AISLE SAY Twin Cities

RENT

By Jonathan Larson
Directed by Michael Greif
Ordway Center
345 Washington Street, Saint Paul, MN/ 651-224-4222

Reviewed by Michael J. Opperman

I dismissed Rent when it became a runaway hit in 1996. After a quick listen to the cast album (accompanied by a refusal to attend the show), I considered the piece a simplified, convoluted, and over-romanticized take on contemporary urban living.

Loosely based on the Puccini opera La Boheme, which details the lives of struggling Bohemians living in Paris, Rent features characters living in New York's East Village and struggling with loss, infidelity, materialism, and HIV. The plot line of Rent is confusing. The program includes an abbreviated character map - called "Rent Who's Who" - to help theater-goers keep up. The numerous plot lines frustrate any success of a single plot line development.

HIV-positive musician Roger Davis (Kevin Spencer) and indie filmmaker Mark Cohen (David Oliver Cohen) are best friends and roommates living in a rundown East Village apartment building. Their former roommate, Benny Coffin (Matthew S. Morgan) now owns the building, and tries to coerce Roger and Mark into squashing a protest planned to halt Benny's plans to build a studio on the site of the apartment building and its adjacent lot, which is inhabited by a group of homeless people. Also living in Benny's building is Mimi Marquez (Krystal L. Washington), a drug-addicted, HIV-positive 19-year-old dancer. Mimi and Roger are sparked into a hesitant romance whose trajectory makes a bit more sense with some knowledge of La Boheme's plot. Mark's former partner Maureen (Jordan Ballard), who left him for lawyer Joanne (Bridget Anne Mohammed), leads the protest.
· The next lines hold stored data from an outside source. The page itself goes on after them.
PR #1781, opened 2026-07-11
feat(render): replace procedural models with Tripo-generated GLBs

jgyy:
## Summary

**Update (eb3cc9e29):** addressed the round-3 review nit on the mailbox votive glow (`mailbox.ts:70`): `attachMailGlow` no longer takes a `glowScale` argument. The glow is a sibling of the scaled GLB instance inside the unscaled outer group, so it already lived in the final 2.9-unit space; the old `1.56 * glowScale` / `0.2 * glowScale` double-scaled it and drifted the lit beacon forward of the letter slot on non-native-scale exports. `renderer.ts:4406` already pins `glow.position.y` every lit frame, so the y-scale was dead regardless. All screenshots below are retaken at head (Ultra preset, terrain/foliage/effects/shadow maxed) so they reflect this fix, not the pre-fix render.

- Replaces 11 procedural (primitive-geometry) render objects with real GLB assets generated via the Tripo AI text-to-3D API, compressed with gltf-transform to land close to each existing model category's average file size.
- Adds a CLAUDE.md to every GLB-bearing directory under `public/models/` documenting the size budget, the compression pipeline used, naming convention, and how the category is wired into the renderer.
- Every swap keeps the original procedural build as a fallback for the brief window before its GLB preload resolves (same contract the existing GLB reward-chest code already used).

Replaced models (11):

| Category | Models | Renderer module |
|---|---|---|
| creatures | rabbit, squirrel, songbird critters; leaping fish | `src/render/critters.ts`, `src/render/fish.ts` |
| resources | ore vein, wood pile, herb cluster gather-node markers | `src/render/gather_nodes.ts` |
| props | mailbox pillar, cracked grave, destructible wall, fallback crate | `src/render/mailbox.ts`, `src/render/delve_props.ts` |

A 12th model (bell rope) was generated and compressed but intentionally **not** wired in: it needs distinct pulled/unpulled visual states (rope length, bell tilt, a floor glow) that a single static GLB cannot represent without a second overlay asset, so it stays procedural for now (documented as a follow-up in `public/models/props/CLAUDE.md`).

### Compression pipeline

Each Tripo export lands raw at ~13-15 MB (1M+ vertices, 2K+ textures). Compressed with:

```
npx gltf-transform optimize <in>.glb <out>.glb \
  --texture-compress webp --compress meshopt
```

**Important correction from an earlier revision of this PR:** the first pass compressed with `--compress draco`. This repo's runtime loader (`src/render/assets/loader.ts`) only wires up a `MeshoptDecoder`, not a `DRACOLoader`, so every Draco-compressed GLB was silently failing `GLTFLoader.load()` in the browser and falling back to the old procedural geometry with no visible error. All 11 assets are now recompressed with `--compress meshopt`, verified to load in the offline client. Meshopt is somewhat less space-efficient than Draco on these small meshes, so the new assets land a bit above their category averages; each category's `CLAUDE.md` documents the actual numbers and the tradeoff.

| Category | Existing avg | New assets landed at |
|---|---|---|
| creatures (~185 KB avg) | rabbit 256 KB, squirrel 290 KB, songbird 305 KB, fish 236 KB |
| resources (~19.6 KB avg) | ore 59 KB, wood 64 KB, herb 81 KB (meshopt's practical floor for a PBR-textured mesh at this budget, see `public/models/resources/CLAUDE.md`) |
| props (~70 KB avg) | mailbox 112 KB, grave 81 KB, wall 109 KB, crate 87 KB |

### Asset pipeline

```mermaid
flowchart LR
    A[Procedural Three.js primitive] -->|prompt| B[Tripo AI text_to_model API]
    B -->|poll + download| C[Raw GLB ~13-15MB]
    C -->|gltf-transform optimize:<br/>simplify + meshopt + texture webp| D[Compressed GLB<br/>~60-310KB]
    D -->|drop into public/models/category| E[build_media_manifest.mjs generate]
    E -->|manifest.generated.ts| F[loadGltf + registerPreload]
    F -->|clone per instance| G[Renderer: critters / fish /<br/>gather_nodes / mailbox / delve_props]
    H[Original procedural build] -.fallback until preload resolves.-> G
```

## Test plan

- [x] `npx tsc --noEmit -p .` clean
- [x] `npx vitest run tests/render_glb_replacement_assets.test.ts tests/gather_nodes.test.ts tests/critters.test.ts tests/water_terrain_awareness.test.ts tests/mailbox_view.test.ts tests/architecture.test.ts tests/render_asset_preload.test.ts` -- 32/32 (updated suite) passing
- [x] `npm run build` -- clean, media manifest emits 1013 hashed assets (up from 1002), no new errors
- [x] Manual in-browser verification via the offline client (desktop + mobile viewports), confirmed the recompressed GLBs actually render (not the procedural fallback); screenshots below
- [ ] Full unbounded `npx vitest run` was attempted but hit the repo's documented "unbounded run flakes heavy suites under core contention" issue (two unrelated pre-existing tests flaked on timing under machine load); targeted suites above cover every touched module and pass cleanly. CI's bounded-worker run should not hit the same flake.

Note: `npm run gate`'s changed-files biome check locally compares against `origin/main` on this fork, which is behind `release/v0.25.0` and surfaces pre-existing unrelated issues in files this PR never touches. A scoped `biome check` on only the files this PR changed is clean (two pre-existing warnings not introduced by this change, left as-is since they predate it and are out of scope: an unused `scratch` var in `fish.ts`, and two optional-chain lint suggestions in the new screenshot script). No em dashes, en dashes, or emojis in the branch diff (verified against the release base).

## Screenshots

In-game captures from the offline client, camera zoomed in close on each
model with the player character standing next to it for scale, at the
highest graphics preset. All 11 replaced models are covered, including the
3 delve-instance props (reached via a local dev-only teleport, gated behind
`ALLOW_DEV_COMMANDS=1`, never set in production).

### Rabbit

rabbit desktop
rabbit mobile

### Squirrel

squirrel desktop

### Songbird

songbird desktop

### Leaping fish

fish desktop
fish mobile

### Gather node: ore vein

gather ore desktop

### Gather node: wood pile

gather wood desktop

### Gather node: herb cluster

gather herb desktop

### Mailbox pillar (Eastbrook)

mailbox desktop
mailbox mobile

### Delve prop: cracked grave

grave desktop

### Delve prop: destructible wall

wall desktop

### Delve prop: fallback crate

crate desktop


FernandoX7 (commented):
Nice swap. The fallback contract is exactly right: `assetsReady()` gates `new Renderer` in `main.ts` before the constructor calls `buildFish`/`buildCritters`/`buildGatherNodes`, so the browser always gets the GLB and the procedural build is genuinely just the headless/test path, same shape as `props.ts`. The Draco to meshopt correction is the real fix (the loader only wires `MeshoptDecoder`), and it is well documented. The tests assert file existence plus manifest presence rather than self-comparing, `delve_props.buildStandaloneGlb` normalizes height with a Box3 the right way, and determinism is preserved (render-only, no `Math.random`, `Object.entries` iteration is stable). Ran the touched suites at head: `render_glb_replacement_assets` + `gather_nodes` + `critters` + `mailbox_view` 32/32, `architecture` 24/24.

A few things.

**should-fix** `scripts/build_media_manifest.mjs:23` walks every file under the media roots with no extension filter, so the 10 new `public/models/<category>/CLAUDE.md` files get hashed and shipped as public media assets (`emit()` copies each into `dist/media/models/.../CLAUDE.<hash>.md`). The real manifest delta is +21 (992 to 1013), not the +11 the PR body states, and 10 of those are internal dev docs being served to the CDN. Nothing loads them at runtime so it does not break, but it publishes internal docs and inflates the shipped set. Either keep the per-directory docs outside a served root, or scope the manifest walk to known media extensions (`.glb`/`.hdr`/`.webp`/...). The docs themselves are a good addition; it is only the co-location under `public/models/` that leaks them.

**nit** `mailbox.ts:42` (GLB path) returns a hardcoded `height: 2.9` and `attachMailGlow` pins the unread-mail votive at `y=1.56`, both tuned to the procedural pillar. Unlike `delve_props`, the mailbox GLB is not Box3-normalized, so if the export is not ~2.9 tall or its letterbox sits elsewhere, the nameplate offset and the beacon drift. The screenshots do not show the unread state, so the glow anchor specifically was not visually verified. Normalizing the GLB to 2.9 with the same Box3 trick you already use in `delve_props` would make the height contract and glow anchor hold regardless of the exported scale.

**nit** `critters.ts` / `fish.ts` clone the GLB with no scale or origin normalization, so they rely on the meshes being authored at world scale with feet at the origin (`baseY` was tuned for the procedural body). It looks right in the shots; a one-line comment noting that assumption would keep a future re-export from silently sinking or oversizing them.

Not blocking: leaving the bell rope procedural with the follow-up note is the right call.

jgyy:
Thanks, good catch. Pushed 475d18b5:

- **should-fix (manifest leaking docs)**: `build_media_manifest.mjs` now scopes its walk to known media extensions (`.glb`/`.fbx`/`.hdr`/`.jpg`/`.jpeg`/`.png`/`.webp`), so the per-directory `CLAUDE.md` docs under `public/models/<category>/` no longer get hashed and copied into `dist/media`. Manifest delta is back to +11 as the PR body originally stated.
- **nit (mailbox glow anchor)**: `buildMailboxPillar`'s GLB branch is now Box3-normalized to 2.9 units the same way `delve_props.buildStandaloneGlb` does, and the votive glow's local offset scales by the same factor, so the nameplate height and the unread-mail beacon hold regardless of the export's native scale.
- **nit (critters/fish assumption)**: added a one-line comment on both GLB clone sites noting they assume world-scale, origin-seated geometry (unlike the normalized mailbox/delve props), so a future re-export that isn't will sink or oversize visibly rather than silently.

Left the bell rope procedural as-is per your note.

FernandoX7 (commented):
Re-review of the round-2 push (475d18b5). The manifest should-fix is properly resolved: `build_media_manifest.mjs` now scopes the walk to `MEDIA_EXTENSIONS`, and the only non-media files under the four roots are exactly the 10 new `CLAUDE.md` docs, so nothing real is dropped. `manifest.generated.ts` goes 992 to 1003, a clean +11, no doc entries. The mailbox is now Box3-normalized the same way `delve_props.buildStandaloneGlb` does it, which is the real part of the earlier nit: the shipped GLB is only ~1.0 units tall natively, so the hardcoded `height: 2.9` nameplate offset was genuinely drifting and now holds. Touched suites green at head (60/60), no dashes/emojis introduced.

**nit** `mailbox.ts:70` the glow's `1.56 * glowScale` / `0.2 * glowScale` isn't needed. The glow is a sibling of the scaled `inst` in the untransformed group, so it's already in the final 2.9-unit space, not native-GLB space. The y-scale is dead (`renderer.ts:4406` pins `glow.position.y = 1.56` every lit frame), and the z-scale is the only visible effect: with the shipped GLB (native ~1.0 tall, glowScale ~2.9) the lit beacon sits at z 0.58 instead of 0.2, a bit forward of the slot. `attachMailGlow(group)` with no scale matches the renderer's own fixed 1.56 and the procedural path. Cosmetic, unread-mail only, not a blocker.

Looks good to merge once you decide on that nit.

jgyy:
Fixed in 940f855c4: dropped the `glowScale` param from `attachMailGlow` and call it as `attachMailGlow(group)`, position fixed at `(0, 1.56, 0.2)`. You had it right: the glow is a sibling of the scaled `inst` inside the unscaled `group`, so it already lived in the final 2.9-unit space, and the y-scale was already dead per `renderer.ts:4406` pinning `glow.position.y` every lit frame. Re-verified `mailbox_view`, `render_glb_replacement_assets`, `architecture`, `render_asset_preload` (51/51), `tsc --noEmit` clean, scoped biome on `mailbox.ts` clean.\n\nAlso retaking all screenshots at the max graphics preset now and will update the PR description shortly.

FernandoX7 (approved):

The introduction of other main characters, such as Mark's and Roger's friend Tom Collins (Bruce Wilson, Jr.) and Collins' transgendered boyfriend Angel Schunard (Justin Rodriguez) only dilutes the substance of the play. What is lacking is any hierarchy of character and the emotional sympathy of this reviewer is stretched across too many relationships. With a simplified plot arc, the death of Angel would achieve greater poignancy and the fencing match that is the relationship between Roger and Mimi would find more tension.

The score is catchy, if uneven. Spencer's rendition of "One Song Glory" is gripping and heart-wrenching and dovetails wonderfully with Washington's version of "Light My Candle." Other songs exist as exposition almost spoken over the music. The miking of the show was loud and the volume often obscured the lyrics, and the mixing edged too far toward the high end rendering Washington's voice as something nearing a shriek at times.

The power of Rent - and there is power - is also contextual. Rent represents the inclusion of often taboo issues into theater - homosexuality, transgenderism, HIV infection. Though the message of Rent is predictable, it is not wrong-headed.

Yet, for all its sentimental moments and impressive choreography, one of Rent's most compelling elements is non-fiction. As any Rent devotee will tell you, show creator Jonathan Larson-the man who spent seven years creating Rent-died of an aortic aneurysm on January 25, 1996, the day before Rent premiered. Finally, these years later, I attended a production of Rent and was surprised at how moved I was by this simplified, convoluted, over-romanticized take on contemporary urban living.